Saturday, April 16, 2011

Averaging RPI

Previously, we looked at improving the the Ratings Percentage Index (RPI) by fixing its treatment of the Home Court Advantage (HCA).  We found that the best results were had by eliminating the HCA adjustments.  There are some other approaches we can explore to improve RPI's treatment of home court advantage, but we'll turn now to another area of possible improvement.

The RPI consists of the three terms: a team's winning percentage (WP), the winning percentage of the team's opponents (OWP), and the winning percentage of the team's opponents' opponents (OOWP).  These latter two terms are defined in a curious way.  They are not average values, but rather an "average of averages," e.g., OWP is computed by averaging the winning percentages of all the opponents.  Suppose, for example, that UCLA plays three opponents: USC (4-1), Arizona (6-0) and Oregon (0-1).  (USC and Arizona played in the preseason NIT.) OWP is calculated by averaging the WPs of these teams: (0.80+1.0+0)/3 = 0.60.  In contrast, the average OWP is (10-2) = 0.83.

About this, Paul Kislanko says:

This would be equivalent to defining a batting average in baseball by the average of the BA for each game played.  A 0 for 5 day followed by a 3 for 4 day would give (.000 + .750) = .375 instead of 3 for 9 = .333.  In basketball, a player in a 3-game tournament who hits 2 of 10 shots, then 3 of 6, then 4 of 10 would have a shooting percentage of (.200 + .500 + .400)/3 = .433, when in fact for the tournament she was 9 for 25 = .360.
There's no other formula in all of sports statistics that makes this mistake.

As far as I know, there's no reason that the NCAA chose to use an average of averages in calculating the RPI.  And I'm not aware of any reason why one method should be preferred over another, although Kislanko's argument is certainly compelling on its face.  It's certainly worth investigating which method provides the best predictions.

If we substitute averaging into our RPI algorithm, we get this performance:

Predictor    % Correct    MOV Error
1-Bit62.6%14.17
RPI (unweighted)74.6%11.53
RPI (unweighted+ave)74.2%11.63

This is worse performance, so the "average of averages" is the better choice (Kislanko's outrage over the poor math notwithstanding :-).

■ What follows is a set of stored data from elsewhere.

PR #2284, opened 2026-09-12
Codegen single instruction for overflow intrinsics.

Pavel-Durov:
Summary

`llvm.{sadd,uadd,ssub,usub}.with.overflow` previously generated both the result and the overflow flag unconditionally, even when only one was actually used. This change updates `i_overflow` to emit a single instruction when only the result or only the overflow flag is needed.

The optimisation happens purely at x64 codegen, `aot_to_hir` always generates both ExtractVal hir instructions (result and overflow flag) regardless of which one is actually used, so both still appear in hir dumps. The dead code is  only aliminated at register-allocation time.

Mruby

The mruby interpreter's use of `__builtin_*_overflow` lowers to `llvm.{sadd,uadd,ssub,usub}.with.overflow`, which returns a struct holding the result and the overflow flag. This hit a "Multi-locations not yet supported" stackmap panic in yk. 
However, in practice the ykmruby only reads one of the two, never both, so this optimisation bypasses this yk limitation for ykmruby.


ltratt:
We need to find a way of combining these lang tests: they're now so numerous and repetitive that they're overwhelming. I suspect we need just one `.c` file that contains all the operators within it.

Pavel-Durov:
> We need to find a way of combining these lang tests: they're now so numerous and repetitive that they're overwhelming. I suspect we need just one `.c` file that contains all the operators within it.

Combined 58560a968ecc9df1a8de3a395556be07bcb7aef0

tests/c/overflow.c
```diff
@@ -0,0 +1,170 @@
...
+//     yk-execution: deoptimise {"trid": "0", "gidx": "0"}
+//     exit
+
+// Check that llvm.{sadd,uadd,ssub,usub}.with.overflow are supported by the yk when:
+// 1. Only the result is used
+// 2. Only the overflow flag is used
+// 2. Both the result and the overflow flag are used.
+//
+// Note: this only checks behaviour and the HIR (which always keeps both
+// extractvals). The x64 codegen's dead-code elimination of the unused
```
ltratt: This is a platform independent test so x64 shouldn't have anything to do with it.

Pavel-Durov: Removed 9feaabed34f7c49c3d3cfe337cba445788aee12a

ykrt/src/compile/j2/x64/x64hir_to_asm.rs
```diff
@@ -8104,12 +8158,17 @@ mod test {
               blackbox %3
               term [%0, %1]
             ",
-            &[""],
+            &[r#"
+              ...
+              ; %2: i64 = sadd_overflow %0, %1
+              ; %3: i32 = extractval %2 [0]
+              add r.32._, r.32._
```
ltratt: Quite often we do need to use `_` as a placeholder, but it means weaker tests, and we need to think carefully "could I write a stronger test?" Here, for example, I believe that `add r.32.x, r.32.y` is a correct, meaningfully stronger test (it means that `add rax, rax` will not pass, which it shouldn't if `%0` and `%1` are distinct).

ykrt/src/compile/j2/x64/x64hir_to_asm.rs
```diff
@@ -348,8 +348,63 @@ impl<'a> X64HirToAsm<'a> {
         };
         match off {
             0 if ra.is_used(flag_iidx) => return Ok(()),
-            0 => todo!(),
-            32 if !ra.is_used(res_iidx) => todo!(),
+            // Only the result is used - the overflow flag is dead.
```
ltratt: I'm struggling to follow the logic here. I _think_ this PR is trying to deal with three cases:

1. The sum and flag are used.
2. The sum is used and the flag is unused.
3. The sum is unused and the flag is used.

But I admit from this code I'm struggling to see how that works. I'm not sure the fixed-width bit offsets are helping with that (hardcoding it to 32 bits does feel pretty weird). Can we find a clearer rephrasing of this code, or is this as good as it gets?

Pavel-Durov: refactored: a3b0c9dd4f371d05e7c6fbdd994ccc75ad7179e8

ykrt/src/compile/j2/x64/x64hir_to_asm.rs
Pavel-Durov: Updated b215828fcc41fe6b5363da69347f4f3449cde1f4

ykrt/src/compile/j2/x64/x64hir_to_asm.rs
```diff
@@ -337,69 +337,131 @@ impl<'a> X64HirToAsm<'a> {
         set_code: Code,
         name: &str,
     ) -> Result<(), CompilationError> {
-        // The wrapped result and the overflow flag are two independent values. Codegen for
-        // both is emitted here rather than at the {sadd, uadd, usub, ssub}_overflow instruction, which
-        // has no single register that could hold both results. Codegen is emitted at the flag
-        // extractval, so the result extractval early-returns if it sees the flag is also used.
+        // {s,u}{add,sub}_overflow returns a {i32 sum, i1 flag} struct, so `off` (the bit
+        // offset the extractval is reading) is always 0 for the result and 32 for overflow flag.
```
ltratt: Again, I'm not comfortable with the hardcoding of `32` in so many places. I'm fine with only _supporting_ 32 bits, but hardcoding it like this -- even in comments -- makes future maintenance harder. We need to find a more neutral way of explaining/implementing this.

ykrt/src/compile/j2/x64/x64hir_to_asm.rs
```diff
@@ -337,69 +337,131 @@ impl<'a> X64HirToAsm<'a> {
...
             32 => (InstIdx::from_raw_index(iidx.to_raw_index() - 1), iidx),
             _ => panic!("{name} extractval offset {off} must be 0 or 32"),
         };
-        match off {
-            0 if ra.is_used(flag_iidx) => return Ok(()),
-            0 => todo!(),
-            32 if !ra.is_used(res_iidx) => todo!(),
-            _ => (),
+        // Identifying which of the values - result, overflow flag, or both - are used, and
+        // performing dead code elimination on whichever isn't, requires seeing both extractvals.
```
ltratt: "seeing both extractvals"?

ykrt/src/compile/j2/x64/x64hir_to_asm.rs
```diff
@@ -337,69 +337,131 @@ impl<'a> X64HirToAsm<'a> {
         set_code: Code,
```
ltratt, line 346: I have now forgotten what `set_code` and friends are. A doc comment would help.

ykrt/src/compile/j2/x64/x64hir_to_asm.rs
```diff
@@ -337,69 +337,131 @@ impl<'a> X64HirToAsm<'a> {
...
+                        },
+                    ],
+                )?;
+                self.asm
+                    .push_inst(IcedInst::with2(op_code, lhsr.to_reg32(), rhsr.to_reg32()));
+                Ok(())
+            }
+            // Case 2: only the flag is used, the sum is dead. Do the add/sub purely to set the
+            // flag, discarding its result.
+            (32, false, _) => {
```
ltratt: For example, I think that any non-zero value (or perhaps even just `_`) might work here? Warning: I might be wrong.

ykrt/src/compile/j2/x64/x64hir_to_asm.rs
Pavel-Durov: Reworded f9e8cd996132e218f46d5695e2e4f5d437ef540b

ykrt/src/compile/j2/x64/x64hir_to_asm.rs
Pavel-Durov: updated 125fbd8f90d9c4240b84f1a3c3245102a89cdb04

ykrt/src/compile/j2/x64/x64hir_to_asm.rs
Pavel-Durov: Added comment cf43a3f7b49eb358da5f9364f3f5efde289dc8b7

ykrt/src/compile/j2/x64/x64hir_to_asm.rs
Pavel-Durov: updated ad3b3c16b83e132e95525647da3078429c0b0487

ykrt/src/compile/j2/x64/x64hir_to_asm.rs
```diff
@@ -337,69 +340,129 @@ impl<'a> X64HirToAsm<'a> {
...
+                            in_fill: RegCnstrFill::Undefined,
+                            regs: &NORMAL_GP_REGS,
+                            clobber: false,
+                        },
+                        RegCnstr::Clobber { reg: i1_outr },
+                    ],
+                )?;
+                self.asm
+                    .push_inst(IcedInst::with1(set_code, i1_outr.to_reg8()));
+                self.asm
```
ltratt, line 467: OK so here's an interesting case: `to_reg32` implies we are using exactly a 32-bit value. The easiest way to solve this is to add an `assert` that checks that -- when it fails, at least the person who sees the failure will quickly realise what they need to fix.

Pavel-Durov: Added 58ee567e10f6e3bfacb1667434f7db627778d49e

Pavel-Durov: Sorry wrong commit.
This is the right one 6e9138a76fe302dd3c76013c004d2cb0df377a42

ltratt: The `assert` works for me, though I'd prefer it to be moved down to the first point where 32-bitness is assumed. You can do that in the squash though.

ltratt:
Please squash.

Pavel-Durov:
Squashed 9b07cd3b076cd9cba87799c0786acd35c1e16be6

ykrt/src/compile/j2/x64/x64hir_to_asm.rs
ltratt: This comment wasn't addressed in the squash?

Pavel-Durov: Updated https://github.com/ykjit/yk/pull/2284/changes/a0170f5bcd7c2d806744c29d035f082661fe5a82

ltratt:
Please squash.

Pavel-Durov:
Squashed 84199737482a9f7e13f7d478c10136963068ca33

PR #2310, opened 2026-09-18
Add 64-bit register support to overflow-intrinsic codegen.

Pavel-Durov:
i_overflow only emitted 32-bit add/sub for {sadd,uadd,ssub,usub}_overflow. 
This change generalises it to support both 32 and 64 bits.


ykrt/src/compile/j2/x64/x64hir_to_asm.rs
```diff
@@ -8350,6 +8378,74 @@ mod test {
         );
     }
 
+    #[test]
+    fn cg_sadd_overflow_64() {
```
ltratt: We don't split tests up into separate functions like this: we tend to group them (see elsewhere in the file for precedence of how to order these).

Pavel-Durov: I keep on forgetting about this.
Updated 347aa72faef438d92bf0d8b622e7ae7603350793

ltratt:
Please squash.

Pavel-Durov:
Squashed 12cd82dd48b33becc1144a1046ca3c4a1171a1f7

Pavel-Durov:
buildbot failed on unused `x` var in match arm - replaced them with `_` and squashed again.

Pavel-Durov:
buildbot faied on `many_threads_one_loc.c`, which is unrelated to this change. 
I think its a flaky test that needs to be fixing!

ltratt:
Yes, that test needs more looking at: so far I don't know why it sometimes fails.

PR #2313, opened 2026-09-20
Give poison constants a concrete value when lowering 

Pavel-Durov:
Five of the AWFY `ykmruby` benchmarks (Bounce, Havlak, Json, Richards and Storage) crash on `Const::Poison(_) => todo!()`.

Nearly every function in mruby takes an `mrb_state *` as its first argument, whether or not it uses it. 
Under `-O3 -flto`, LLVM can see across translation units. When it proves that a callee never reads a parameter, it stops computing that argument at the call site and passes `poison` instead:

```llvm
tail call void @mrb_free(ptr poison, ptr %p)               ; gc.c, 17 sites
tail call double @mrb_bint_as_float(ptr poison, i64 %x)    ; bigint.c
tail call void @kh_del_set_val(ptr poison, ptr %h, i32 %k) ; set.c
```

## Why this is not undefined behaviour

Poison isn't UB just by existing. In LLVM it is a deferred-error value. Passing it around is fine. It becomes UB only when something depends on it. Here it goes into a parameter the callee never reads, so nothing observes it.

LLVM allows any bit pattern to stand in for poison, so a concrete value is a valid lowering. Here we use the same `0xdeadbeef`pattern that `serialiseUndefValue` already uses, and the recognisable pattern makes it easy to spot if something ever does read it.


Pavel-Durov:
Dealing with poison again in ykmruby 😶

ltratt:
I am not sure that making poison a concrete value _in_ AOT IR is the right thing. Ultimately, j2 should deal with poison, but we can't do that if it's been disappeared. I suspect that `poison` should flow into j2 as `Const::Poison` and it can then choose a concrete value when it has to. However, this might be a bit fiddly to do -- I'm not sure.

Pavel-Durov:
Updated 7e4441f5fcb1f3efb7e4536487f51e7ff92b9dcd

ltratt:
That's a merge commit?

Pavel-Durov:
> That's a merge commit?

which one?

ltratt:
> Updated https://github.com/ykjit/yk/commit/7e4441f5fcb1f3efb7e4536487f51e7ff92b9dcd

That one.

Pavel-Durov:
> 7e4441f

I copied the wrong commit message again, sorry
Its this one https://github.com/ykjit/yk/pull/2313/changes/8b131b15084455df6900adc2c5739899f02515bd

ltratt:
There now seems to be a lot of unnecessary churn in the PR for the change that's needed? AFAICS only the `p_operand` changes are relevant?

Pavel-Durov:
> There now seems to be a lot of unnecessary churn in the PR for the change that's needed? AFAICS only the `p_operand` changes are relevant?

Reduced https://github.com/ykjit/yk/pull/2313/changes/dd1ab623c3003a634a33cef83a847dd57527fd98
and d5e2cad812abdd910a1404baa3d52d1f6d5117c5

ykrt/src/compile/j2/aot_to_hir.rs
```diff
@@ -793,9 +793,24 @@ impl<'a, Reg: RegT + 'static> AotToHir<'a, Reg> {
...
-                match self.am.type_(c.tyidx()) {
+                // LLVM allows any bit pattern to be substituted for poison (using it is undefined
+                // behaviour), so we arbitrarily pick `0xdeadbeef` repeated.
+                let (tyidx, bytes) = match self.am.const_(*cidx) {
+                    Const::Poison(tyidx) => {
+                        let bytes = 0xdeadbeef_u32
+                            .to_ne_bytes()
+                            .into_iter()
+                            .cycle()
+                            .take(self.am.type_(*tyidx).bytew() as usize)
```
ltratt: We prefer `usize::try_from(...).unwrap()` because `as` is a footgun. You can do that at the same time as you squash (i.e. please squash).

Pavel-Durov: updated c1540643aa36b60febeee2cfda09409e0399a5d8

ltratt:
Please squash.

Pavel-Durov:
Squashed 3ac16b0deb63bc3c31152e63f5e046202b3a168c

PR #5, opened 2022-12-21
Minor typo, punctuation update

andrewpollack:


src/structure.md
```diff
@@ -15,8 +15,9 @@ days:
 ## Format
 
 The course is interactive and your questions will drive our exploration of Rust!
+You may ask questions are start discussions by filing issues [here](https://github.com/google/comprehensive-rust/issues).
```
qwandor, line 18: s/are/or/

andrewpollack: Good eye -- ty!

src/structure.md
```diff
@@ -15,8 +15,9 @@ days:
 ## Format
 
 The course is interactive and your questions will drive our exploration of Rust!
+You may ask questions or start discussions by filing issues [here](https://github.com/google/comprehensive-rust/issues).
```
mgeisler, line 18: This page (ehem "slide") is shown during the class, so I would prefer to not have this part here. I've added links to the GitHub discussions in the README and on the first welcome page — I think they work better there.

andrewpollack: Apologies -- I missed those inclusions on the first pass. Removed this portion from the PR!

PR #10, opened 2022-12-21
Minor punctuation update

andrewpollack:


mgeisler:
Nice, thanks for keeping things consistent like that!

PR #14, opened 2022-12-21
Cache the artifacts built by the publish workflow

mgeisler:
This should speed up the publication: right now we spend around 4 minutes to build `mdbook` and `mdbook-svgbob`.

With this change, we will only pay that cost once a week (caches created by GitHub Actions [last 7 days][1]).

[1]: https://docs.github.com/en/actions/using-workflows/caching-dependencies-to-speed-up-workflows#usage-limits-and-eviction-policy

### DIFF
--- a/.github/workflows/publish.yml
+++ b/.github/workflows/publish.yml
@@ -30,18 +30,26 @@ jobs:
     steps:
       - name: Checkout
         uses: actions/checkout@v3
+
+      - uses: Swatinem/rust-cache@v2
+
       - name: Install mdbook
         run: cargo install mdbook
+
       - name: Install mdbook-svgbob
         run: cargo install mdbook-svgbob
+
       - name: Build book
         run: mdbook build
+
       - name: Setup Pages
         uses: actions/configure-pages@v2
+
       - name: Upload artifact
         uses: actions/upload-pages-artifact@v1
         with:
           path: 'book'
+
       - name: Deploy to GitHub Pages
         id: deployment
         uses: actions/deploy-pages@v1


.github/workflows/publish.yml
```diff
@@ -30,18 +30,26 @@ jobs:
     steps:
       - name: Checkout
         uses: actions/checkout@v3
+
+      - uses: actions/checkout@v3
```
qwandor, line 34: Checking out once is enough.

qwandor (commented):
I don't think adding a bunch of blank lines is going to help cache anything.

.github/workflows/publish.yml
mgeisler: Ehem... yeah, good point! I copied the wrong line :-D Should be fixed now.

.github/workflows/publish.yml
```diff
@@ -30,18 +30,26 @@ jobs:
     steps:
       - name: Checkout
         uses: actions/checkout@v3
+
+      - uses: Swatinem/rust-cache@v2
+
       - name: Install mdbook
         run: cargo install mdbook
```
qwandor, line 37: You should probably pin these to a specific version rather than just whatever happens to be the latest, and add the versions to the cache key.

mgeisler: The `@v2` part pins it to that release. But perhaps you're talking about the `cargo install` commands? Yeah, I agree and I'll move them over to use a version number next.

mgeisler:
> I don't think adding a bunch of blank lines is going to help cache anything.

Agree, I was trying to add the `Swatinem/rust-cache@v2` action, but I copy-pasted the wrong thing :-)

.github/workflows/publish.yml
mgeisler: Yes, let me put up a PR for that next.

PR #15, opened 2022-12-21
`welcome.md`: indicate we skip the subtle details of unsafe Rust

jrvanwhy:
This sentence was missing a negation: it was supposed to say this course does not cover unsafe Rust in depth, but actually said "we go into the subtle details". This PR adds the missing negation.


mgeisler:
Thanks so much!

Another feature of how RPI calculates the OWP and OOWP is that if a team plays an opponent twice, that opponent's winning percentage is counted twice.  This makes some sense -- certainly if we played two different teams with identical WPs we'd want to count them both when figure the average strength of our opponents.  But perhaps it could be argued that playing a team a second (or third) time shouldn't affect the overall strength of your opponents.  Again, it is easier to test than to worry too much about a rationale.  If we eliminate duplicates opponents when calculating RPI (still using averages), we get this performance:

Predictor    % Correct    MOV Error
1-Bit62.6%14.17
RPI (unweighted)74.6%11.53
RPI (ave)74.2%11.63
RPI (nodupes)74.2%11.59
RPI (ave+nodupes)74.2%11.63

No improvement over straight unweighted RPI.

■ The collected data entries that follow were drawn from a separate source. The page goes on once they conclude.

PR #16, opened 2022-12-21
remove "No memory leaks" from guarantees

sharnoff:
Rust doesn't guarantee this, as evidenced by the safe `Box::leak` function.

### DIFF
--- a/src/why-rust/compile-time.md
+++ b/src/why-rust/compile-time.md
@@ -3,7 +3,6 @@
 Static memory management at compile time:
 
 * No uninitialized variables.
-* No memory leaks.
 * No double-frees.
 * No use-after-free.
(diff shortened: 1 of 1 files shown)


mgeisler:
Hi @sharnoff, thanks for the PR!

> Rust doesn't guarantee this, as evidenced by the safe `Box::leak` function.

Yeah, you're of course technically correct — the best kind of correct :smile:  However, I am thinking of unintended memory leaks here (the kind you get in C if you `malloc` and throw away the pointer).

Could we perhaps add an asterix and a footnote to prompt the presenter to mention `Box::leak` here? I think that could work well: it would let the course participants know that there is more to it than what meets the eye here.

mgeisler:
Let's continue working on this in #28.

PR #21, opened 2022-12-22
"question" typo

Arthur-Milchior:
You actually may want to consider removing this section, or indicating when/where people that are not Googlers may follow this course. 
Plus, this is displayed as a book. You may either want to allow users to get it as Google Slide/pdf, or rename "slide" to "book" here

### DIFF
--- a/src/structure.md
+++ b/src/structure.md
@@ -16,7 +16,7 @@ days:
 
 The course is interactive and your questions will drive our exploration of Rust!
 
-* Please ask quesitons when you get then, don't save them to the end.
+* Please ask questions when you get then, don't save them to the end.
 * Discussions are very much encouraged!
 * We will likely talk about things ahead of the slides.
   * The slides are just a support and we are free to skip them as we like.


mgeisler:
Hi @Arthur-Milchior, thanks for the PR! The typo was fixed in #5 — there were suddenly a lot of PRs after the course was announced.

> You actually may want to consider removing this section, or indicating when/where people that are not Googlers may follow this course.

Yeah, I see what you mean. The [Course Structure](https://google.github.io/comprehensive-rust/structure.html) page is there to start the class — when I teach the course, I use it outline what we'll be doing over the next four days. It's obviously a bit weird to read that when you sit at home and there are no "Day 1" for you :smile: 

> Plus, this is displayed as a book. You may either want to allow users to get it as Google Slide/pdf, or rename "slide" to "book" here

Before we leave this topic, let's perform another experiment.  Instead of averaging, we could try using the median value for the OWP and OOWP.  Imagine a team whose opponents have records of 3-0, 0-1 and 0-1.  The average of averages of these is 0.33; the average of these is 0.60; and the median of the averages is 0.00.  We could certainly construct a rationale for why using the median might be a good idea, but again there's really no a priori reason to prefer one over the other.  But it seems worth a quick experiment:

Predictor    % Correct    MOV Error
1-Bit62.6%14.17
RPI (unweighted)74.6%11.53
RPI (medians)72.8%12.14
RPI (medians+nodupes)71.4%12.57

Both medians and medians without duplicates per above underperform the unweighted RPI. So it appears that averages are better than medians, and averages of averages the best of all.

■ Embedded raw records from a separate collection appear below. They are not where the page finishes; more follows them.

PR #22, opened 2022-12-22
Clarify from/into

Arthur-Milchior:
I found the phrasing confusing. Mentionning that a class implements From and then using `into()` seems confusing. It looks like that you meant that it implements `Into`.
So I believe that a little more details may help show why this exercise is valid.

I would have considered clarifying that `into` does not need to specify that we use the implementation for `i16` thanks to type analysis, but I assume this would add too much text, and this can either be ignored by the reader for the time being, or guessed

### DIFF
--- a/src/exercises/day-1/implicit-conversions.md
+++ b/src/exercises/day-1/implicit-conversions.md
@@ -23,8 +23,9 @@ Implementing these traits is how a type expresses that it can be converted into
 another type.
 
 The standard library has an implementation of `From<i8> for i16`, which means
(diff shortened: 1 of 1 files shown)


mgeisler:
> I found the phrasing confusing. Mentionning that a class implements From and then using `into()` seems confusing.

Thanks, I quite agree... this point is always confusing when I get to it in the class :smile: I like your phrasing a lot, so in it goes!

I normally switch between a tab with the course material and the stdlib when teaching the class: so the students get a lot of exposure to how the stdlib looks. For this bit, I use it to find the blanket implementation of `Into<T> for T`.

PR #28, opened 2022-12-22
Add footnote about memory leaks

zdimension:
For https://github.com/google/comprehensive-rust/pull/16


mgeisler:
Nice, thanks a lot!

src/why-rust/compile-time.md
```diff
@@ -3,10 +3,12 @@
...
 * No data races between threads.
 * No iterator invalidation.
+
+[^leaks]: It is technically possible to produce a memory leak in (safe) Rust. The [`Box::leak`](https://doc.rust-lang.org/std/boxed/struct.Box.html#method.leak) method allows getting a raw reference out of a [`Box`](https://doc.rust-lang.org/std/boxed/struct.Box.html) and dropping the [`Box`](https://doc.rust-lang.org/std/boxed/struct.Box.html) afterwards, without running the destructor. A use of this could be to get runtime-initialized and runtime-sized static variables. It is also possible to leak memory by creating a reference cycle, for example by using [`Rc`](https://doc.rust-lang.org/std/rc/struct.Rc.html) and a self-referential type (see [Chapter 15.6 in the Rust Book](https://doc.rust-lang.org/book/ch15-06-reference-cycles.html)). Or simply, the [`std::mem::forget`](https://doc.rust-lang.org/std/mem/fn.forget.html) function, which makes the compiler "forget" about a value meaning the destructor is never run. There are many other ways to create leaks in safe Rust, but for the purpose of this course, "No memory leaks" should be understood as "Pretty much no *accidental* memory leaks".
```
mgeisler, line 14: This is great, though I would prefer to trim it a little (remember this is shown to people on a screen during a class — space is quite limited).

I would leave in the part about `Box::leak` and `mem::forget` since they're both simple to understand (throw away a pointer). The `Rc` part would work much better on the page about [`Rc`](https://google.github.io/comprehensive-rust/std/rc.html).

zdimension: Makes sense, didn't think about screen space when writing it. I removed the part about Rc.

sharnoff:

The literature of sports ranking systems is full of long pages of carefully derived formula ensuring the best and most accurate math.  But the most sophisticated math in the world is of little use if it does not contribute to improving performance.  Taking the "average of averages" might not make any mathematical sense, but since it performs better than the (mathematically) superior alternatives, we're happy to use it!